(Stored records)
PR #1452, opened 2026-09-12
perf(lsp): narrow lexical scope lookups

0xKarl98:
Towards OSS-738 

`scope_at_position` walked every lexical scope in a file and recomputed scope depth for each candidate. Completion and signature-help requests hit this path repeatedly on the same source position.

- Use the existing start-sorted scope list with `partition_point` to find the last scope that starts before the cursor.
- Walk parent links from that scope until finding the innermost containing range.
- Keep the parent check for scopes sharing a start position so nested constructs retain the existing result.
- Remove the per-query depth walk; lexical scope construction already gives us the parent chain needed for lookup.

Benchmark results from the LSP completion group:

| --- | ---: | ---: | ---: |
| selective prefix | 3.45–3.54 µs | 2.75–2.84 µs | −22.7% |
| no-match prefix | 2.88–2.99 µs | 1.80–1.92 µs | −37.5% |

### DIFF
--- a/crates/lsp/src/symbols.rs
+++ b/crates/lsp/src/symbols.rs
@@ -25,6 +25,7 @@ use solar_sema::{
     ty::{CallableParamSource, Ty, TyKind},
 };
 use std::{
+    cmp::Reverse,
     fmt::Write as _,
     ops::ControlFlow,
     path::{Path, PathBuf},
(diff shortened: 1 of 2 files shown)


crates/lsp/src/symbols.rs
```diff
@@ -1563,15 +1563,27 @@ impl SymbolTables {
...
-            })
+        let scopes = self.file_scopes.get(uri)?;
+        let mut index =
+            scopes.partition_point(|&scope_id| self.scopes[scope_id].range.start <= position);
+        while index > 0 {
+            index -= 1;
+            let mut scope_id = scopes[index];
+            loop {
+                if proto::range_contains(self.scopes[scope_id].range, position) {
+                    return Some(scope_id);
```
mattsse, line 1575: This can return the file scope instead of the contract scope when both start at byte zero. With `contract C { uint stateValue; uint other = stateValue; }` followed by a trailing comment, the file range ends later, so the ascending end-position sort puts it after the contract. This return then skips the contract entirely, and completion at `state|Value` produces no suggestions. I checked a focused completion test: it passes on the base and fails on this head. Sorting equal-start scopes by descending end position should put the smallest range last while preserving construction order for identical ranges. Please add coverage with trailing content; the fixture helper strips the final newline, which otherwise hides this case.

mattsse (changes requested):

crates/lsp/src/symbols.rs
0xKarl98: Have fixed this case

mattsse (approved):
lgtm

PR #1453, opened 2026-09-12
perf(lsp): accelerate repeated query context

0xKarl98:
Towards OSS-738 , 

Signature help now reuses the statement boundary for repeated requests at the same position in an unchanged document snapshot. This avoids rescanning strings, comments, and earlier statements while retaining the existing lexer path for cold requests and edits.

Selection range lookup now uses subtree end bounds to skip blocks that cannot contain the cursor. The range construction and ordering behavior are unchanged, with tests covering broad outer ranges, equal starts, and boundary positions.

Performance improvement

```text
Repeated signature help     21.95% faster  |█████████████████████|
Unchanged router signature  20.90% faster  |████████████████████ |
Selection range queries       3–8% faster  |███–████             |
```


mattsse (approved):
lgtm

PR #1454, opened 2026-09-12
perf(lsp): reduce folding-range latency

0xKarl98:
Towards OSS-738 , 
Speed up rebuilding folding ranges after document edits.

- Reuse the parser's contiguous source and Unicode metadata for line and UTF-16 positions, avoiding repeated rope lookups and extra source copies.
- Check spans directly against the parsed file and group imports using source slices.
- Scan only comment and string delimiters after a successful parse. The existing lexer still determines their boundaries, and incomplete input keeps the full recovery scan.

### DIFF
--- a/crates/lsp/src/folding_range.rs
+++ b/crates/lsp/src/folding_range.rs
@@ -1,13 +1,12 @@
 //! Syntax-based folding-range construction.
 
-use crate::proto;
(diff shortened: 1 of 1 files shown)


mattsse (approved):
lgtm

PR #1457, opened 2026-09-13
perf(lsp): defer workspace search indexing

0xKarl98:
Towards oss-738

Reduce LSP request and analysis cost by delaying expensive workspace-symbol indexing until a large workspace actually receives a symbol query. Completion responses now sort compact `(label, symbol)` candidates before materializing full `CompletionItem` values, and workspace-symbol queries use a packed lowercase corpus with one-time `OnceLock` initialization and invalidation after index rebuilds. Small workspaces retain the direct scan path.

The broad completion gain comes from avoiding construction of candidates that sorting and deduplication discard. Workspace-symbol queries scan contiguous lowercase data, while `OnceLock` prevents that corpus from being built during analyses that never request workspace symbols. The existing LSP test suite and lint checks pass.

### DIFF
--- a/crates/lsp/src/symbols.rs
+++ b/crates/lsp/src/symbols.rs
@@ -29,7 +29,7 @@ use std::{
     fmt::Write as _,
     ops::ControlFlow,
     path::{Path, PathBuf},
-    sync::Arc,
+    sync::{Arc, OnceLock},
 };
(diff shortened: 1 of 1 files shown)


mattsse (approved):
lgtm

PR #1458, opened 2026-09-13
perf(lsp): reuse rename position indexes

0xKarl98:
Rename validation rebuilt the source line-start index once for every occurrence. This change groups the existing URI-sorted locations and reuses one `LspPositionIndex` per affected document, preserving source, UTF-16, version, occurrence, and `WorkspaceEdit` behavior while keeping peak index storage bounded to one document.


mattsse (approved):
lgtm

## Brief
Please write out all the data above, exactly as it reads.

## Task solution
PR #1452, opened 2026-09-12
perf(lsp): narrow lexical scope lookups

0xKarl98:
Towards OSS-738 

`scope_at_position` walked every lexical scope in a file and recomputed scope depth for each candidate. Completion and signature-help requests hit this path repeatedly on the same source position.

- Use the existing start-sorted scope list with `partition_point` to find the last scope that starts before the cursor.
- Walk parent links from that scope until finding the innermost containing range.
- Keep the parent check for scopes sharing a start position so nested constructs retain the existing result.
- Remove the per-query depth walk; lexical scope construction already gives us the parent chain needed for lookup.

Benchmark results from the LSP completion group:

| --- | ---: | ---: | ---: |
| selective prefix | 3.45–3.54 µs | 2.75–2.84 µs | −22.7% |
| no-match prefix | 2.88–2.99 µs | 1.80–1.92 µs | −37.5% |

### DIFF
--- a/crates/lsp/src/symbols.rs
+++ b/crates/lsp/src/symbols.rs
@@ -25,6 +25,7 @@ use solar_sema::{
     ty::{CallableParamSource, Ty, TyKind},
 };
 use std::{
+    cmp::Reverse,
     fmt::Write as _,
     ops::ControlFlow,
     path::{Path, PathBuf},
(diff shortened: 1 of 2 files shown)


crates/lsp/src/symbols.rs
```diff
@@ -1563,15 +1563,27 @@ impl SymbolTables {
...
-            })
+        let scopes = self.file_scopes.get(uri)?;
+        let mut index =
+            scopes.partition_point(|&scope_id| self.scopes[scope_id].range.start <= position);
+        while index > 0 {
+            index -= 1;
+            let mut scope_id = scopes[index];
+            loop {
+                if proto::range_contains(self.scopes[scope_id].range, position) {
+                    return Some(scope_id);
```
mattsse, line 1575: This can return the file scope instead of the contract scope when both start at byte zero. With `contract C { uint stateValue; uint other = stateValue; }` followed by a trailing comment, the file range ends later, so the ascending end-position sort puts it after the contract. This return then skips the contract entirely, and completion at `state|Value` produces no suggestions. I checked a focused completion test: it passes on the base and fails on this head. Sorting equal-start scopes by descending end position should put the smallest range last while preserving construction order for identical ranges. Please add coverage with trailing content; the fixture helper strips the final newline, which otherwise hides this case.

mattsse (changes requested):

crates/lsp/src/symbols.rs
0xKarl98: Have fixed this case

mattsse (approved):
lgtm

PR #1453, opened 2026-09-12
perf(lsp): accelerate repeated query context

0xKarl98:
Towards OSS-738 , 

Signature help now reuses the statement boundary for repeated requests at the same position in an unchanged document snapshot. This avoids rescanning strings, comments, and earlier statements while retaining the existing lexer path for cold requests and edits.

Selection range lookup now uses subtree end bounds to skip blocks that cannot contain the cursor. The range construction and ordering behavior are unchanged, with tests covering broad outer ranges, equal starts, and boundary positions.

Performance improvement

```text
Repeated signature help     21.95% faster  |█████████████████████|
Unchanged router signature  20.90% faster  |████████████████████ |
Selection range queries       3–8% faster  |███–████             |
```


mattsse (approved):
lgtm

PR #1454, opened 2026-09-12
perf(lsp): reduce folding-range latency

0xKarl98:
Towards OSS-738 , 
Speed up rebuilding folding ranges after document edits.

- Reuse the parser's contiguous source and Unicode metadata for line and UTF-16 positions, avoiding repeated rope lookups and extra source copies.
- Check spans directly against the parsed file and group imports using source slices.
- Scan only comment and string delimiters after a successful parse. The existing lexer still determines their boundaries, and incomplete input keeps the full recovery scan.

### DIFF
--- a/crates/lsp/src/folding_range.rs
+++ b/crates/lsp/src/folding_range.rs
@@ -1,13 +1,12 @@
 //! Syntax-based folding-range construction.
 
-use crate::proto;
(diff shortened: 1 of 1 files shown)


mattsse (approved):
lgtm

PR #1457, opened 2026-09-13
perf(lsp): defer workspace search indexing

0xKarl98:
Towards oss-738

Reduce LSP request and analysis cost by delaying expensive workspace-symbol indexing until a large workspace actually receives a symbol query. Completion responses now sort compact `(label, symbol)` candidates before materializing full `CompletionItem` values, and workspace-symbol queries use a packed lowercase corpus with one-time `OnceLock` initialization and invalidation after index rebuilds. Small workspaces retain the direct scan path.

The broad completion gain comes from avoiding construction of candidates that sorting and deduplication discard. Workspace-symbol queries scan contiguous lowercase data, while `OnceLock` prevents that corpus from being built during analyses that never request workspace symbols. The existing LSP test suite and lint checks pass.

### DIFF
--- a/crates/lsp/src/symbols.rs
+++ b/crates/lsp/src/symbols.rs
@@ -29,7 +29,7 @@ use std::{
     fmt::Write as _,
     ops::ControlFlow,
     path::{Path, PathBuf},
-    sync::Arc,
+    sync::{Arc, OnceLock},
 };
(diff shortened: 1 of 1 files shown)


mattsse (approved):
lgtm

PR #1458, opened 2026-09-13
perf(lsp): reuse rename position indexes

0xKarl98:
Rename validation rebuilt the source line-start index once for every occurrence. This change groups the existing URI-sorted locations and reuses one `LspPositionIndex` per affected document, preserving source, UTF-16, version, occurrence, and `WorkspaceEdit` behavior while keeping peak index storage bounded to one document.


mattsse (approved):
lgtm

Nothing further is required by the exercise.